Review

FSU/Asolo Conservatory's Ghosts Makes for a Long, Strange Trip

Henrik Ibsen's classic play keeps its emotions mostly under wraps.

By Kay Kipling January 3, 2019

Marc Bitler and Carla Corvo in the FSU/Asolo Conservatory's Ghosts.

Image: Frank Atura

Henrik Ibsen’s’ classic play Ghosts provides a considerable acting challenge for the five second-year students in the FSU/Asolo Conservatory’s current production in the Cook Theatre. But it provides something of a challenge for the audience, too.

That’s because of the material, to some extent; while issues of infidelity, venereal disease, incest and assisted suicide may not be quite as shocking to audiences today as they were back in the 1880s, when Ibsen’s work was first performed, they’re still heavy going. But it’s also because of the pacing and approach of Andrei Malaev-Babel’s direction. At first the deliberately slow movements and speeches of the actors, especially Carla Corvo as the widowed Mrs. Alving, struggling with her profligate late husband’s legacy, may feel appropriate. After all, she’s been living a life of constraint and secrecy for years, keeping from everyone in her household and the small, isolated Norwegian community in which she lives the truth about Captain Alving’s dissolute life, and that habit of restraining her emotions is now second nature to her.
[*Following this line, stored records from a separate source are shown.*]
Issue #233, opened 2016-05-14
JSONPointer should not always throw JSONPointerException 


stleary:
A user may want to evaluate a JSONPointer which is not expected to match the document. For example, when writing a test case to confirm that a specified item is not present. Having to catch exceptions makes this more difficult. It might be better if the JSONPointer query were to return null instead. I don't think there is a conflict with actual null values, since I believe they are stored as JSONObject.NULL.

Certain other cases may justify throwing an exception. For example, using a syntactically incorrect JSONPointer string.

I don't think the spec requires exceptions to be thrown, nor does it seem to require the same behavior for all types of errors.

All of the cases where JSONPointer throws an exception should be evaluated to determine if returning null might be better. Compatibility of JSONPointer returning null and JSONObject.NULL content should be confirmed.

erosb:
The RFC [says the followings](https://tools.ietf.org/html/rfc6901#page-6): 

>   In the event of an error condition, evaluation of the JSON Pointer
>   fails to complete.
>
>   Error conditions include, but are not limited to:
>
>   o  Invalid pointer syntax
>
>   o  A pointer that references a nonexistent value

In my understanding the current behaviour is correct.

stleary:
I am working from Effective Java, item 57 (Use exceptions only for exceptional conditions) and item 58 (Use checked exceptions for recoverable conditions and runtime exceptions for programming errors). A pointer not maching the data does not seem to rise to the level of exceptional condition or programming error. Besides, it seems burdensome to require the developer to wrap each query in a try/catch block in case the data does not happen to be present. No problem with the invalid syntax part.

johnjaylward:
The spec doesn't say how the error should be generated, just that it should error. I'm not sure if I'd consider retuning null constitutes an error, but it's how many other libraries indicate a "not found" status.

Maybe a better solution would be to offer an "opt" getter like JSONObject and JSONArray currently offer. The normal getters throw an exception if not found, and opt returns either null or a default value.

stleary:
Good idea. I think adding optQuery() methods to JSONObject and JSONArray would be a reasonable compromise. No change would be needed to JSONPointer.

stleary:
Will be fixed in https://github.com/stleary/JSON-java/pull/234

PR #234, opened 2016-05-16
fixing stleary/JSON-Java#233

erosb:


stleary:
Users should have the option of performing a JSONObject or JSONArray query without an exception being thrown when the string does not match an item in the document. The optQuery() methods support this option.


Changes to the API?
Yes. 2 new public methods are defined:

Object JSONObject.optQuery(String)
Object JSONArray.optQuery(String)

No, but new unit tests will be added after this commit. Those tests will fail unless this code is committed. See https://github.com/stleary/JSON-Java-unit-test/pull/48.

No, but this will be rolled into the next release, which is expected in May-June 2016 timeframe.

Yes. The JavaDoc should be updated.

PR #236, opened 2016-06-02
Make nextString throw a JSONException instead of a NumberFormatExcept…

madsager:
…ion for malformed input.

The documentation for the JSONObject(String) constructor says that JSONExceptions are thrown for invalid input. However, the implementation can throw a NumberFormatException as well. This fixes that.

### DIFF
--- a/JSONTokener.java
+++ b/JSONTokener.java
@@ -281,7 +281,7 @@ public class JSONTokener {
                     try {
                         sb.append((char)Integer.parseInt(this.next(4), 16));
                     } catch (NumberFormatException e) {
-                        throw this.syntaxError("Illegal escape.");
+                        throw this.syntaxError("Illegal escape.", e);
                     }
                     break;
                 case '"':
@@ -437,6 +437,16 @@ public class JSONTokener {
         return new JSONException(message + this.toString());
     }
 
+    /**
+     * Make a JSONException to signal a syntax error.
+     *
+     * @param message The error message.
+     * @param causedBy The throwable that caused the error.
+     * @return  A JSONException object, suitable for throwing
+     */
+    public JSONException syntaxError(String message, Throwable causedBy) {
+        return new JSONException(message + this.toString(), causedBy);
+    }
 
     /**
      * Make a printable string of this JSONTokener.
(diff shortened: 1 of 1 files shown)


johnjaylward:
I'd like to see the original NumberFormatException preserved. Could you update the ```syntaxError``` method to take an optional ```Throwable``` and pass that as the ```causedBy``` in the generated ```JSONException```?

madsager:
Good idea. Updated the pull request.

The error will now look something like this:

Exception in thread "main" org.json.JSONException: Illegal escape. at 9 [character 10 line 1]
	at org.json.JSONTokener.syntaxError(JSONTokener.java:448)
	at org.json.JSONTokener.nextString(JSONTokener.java:284)
	at org.json.JSONTokener.nextValue(JSONTokener.java:365)
	at org.json.JSONObject.<init>(JSONObject.java:206)
	at org.json.JSONObject.<init>(JSONObject.java:319)
	at fix.JSONFix.main(JSONFix.java:8)
Caused by: java.lang.NumberFormatException: For input string: "rl":"
	at java.lang.NumberFormatException.forInputString(NumberFormatException.java:65)
	at java.lang.Integer.parseInt(Integer.java:580)
	at org.json.JSONTokener.nextString(JSONTokener.java:282)
	... 4 more

stleary:
Looks reasonable. Let me know if you are planning on updating the unit tests.

madsager:
I didn't see any tests in the repo, so it wasn't clear to me where to add it. I will be happy to add a regression test for this. Is that in a separate repo?

stleary:
Yeah, they are kept in a separate project: https://github.com/stleary/JSON-Java-unit-test

madsager:
Thanks. Pull request created for a simple regression test that check that the right type of exception is thrown.

stleary:
Thank you, will review this evening, if everything seems OK will open a pull request. We generally leave PRs open for about 3 days for comment before merging.

stleary:
JSONTokener.nextString() JavaDocs state that JSONExceptions are thrown, but NumberFormatExceptions may also be thrown.

**Changes to the API?**
No.

This change will be rolled into the next release, which is expected in June 2016 timeframe.

No, this brings the code in line with the documentation.

**Change to unit tests?**
A new unit test is added, which will only succeed with the code change.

But after a time, that pacing, especially during sequences that have Corvo picking up household objects and moving them purposelessly around, or stretching herself out languorously on one or another item of furniture, begins to feel ponderous. And the cluelessness of her “advisor,” Pastor Manders (Jonathan Grunert), while meant to be a commentary on established religion and moral hypocrisy, is, in this production, at times so irritating and, to a modern ear, tone deaf that it’s simply not believable.

That’s not to say that some of Ibsen’s original outrage at the misery following the strictures of society can cause in a case like the Alvings’ doesn’t still reverberate. We see it especially with Helene Alving’s 20-something artist son, Osvald (Marc Bitler), for whom we do feel some sympathy as he learns the truth about his father and his own threatening illness. And, conversely, we get a rather welcome dollop of opportunistic cynicism on the part of carpenter Jakob Engstrand (Joe Ferrarelli), who knows just how to manipulate the pastor to achieve his own ends. He’s not as successful with his daughter and Helene’s maid, Regina (Alex Pelletier), who’s onto his schemes and has ambitions of her own to improve her station, which impel her to occasionally drop French phrases into her conversation.

Jonathan Grunert and Alex Pelletier in Ghosts.

Image: Frank Atura

Chris McVicker’s set and lighting and Sofia Gonzalez’s costume design help to set the right mood for the period, characters and subject matter, with a sense of doom and gloom ever present. And I’ve no doubt that working in Ghosts has taught the Conservatory actors some valuable lessons. Whether audience members will feel that they have drawn anything worthwhile from the production depends on their individual patience levels.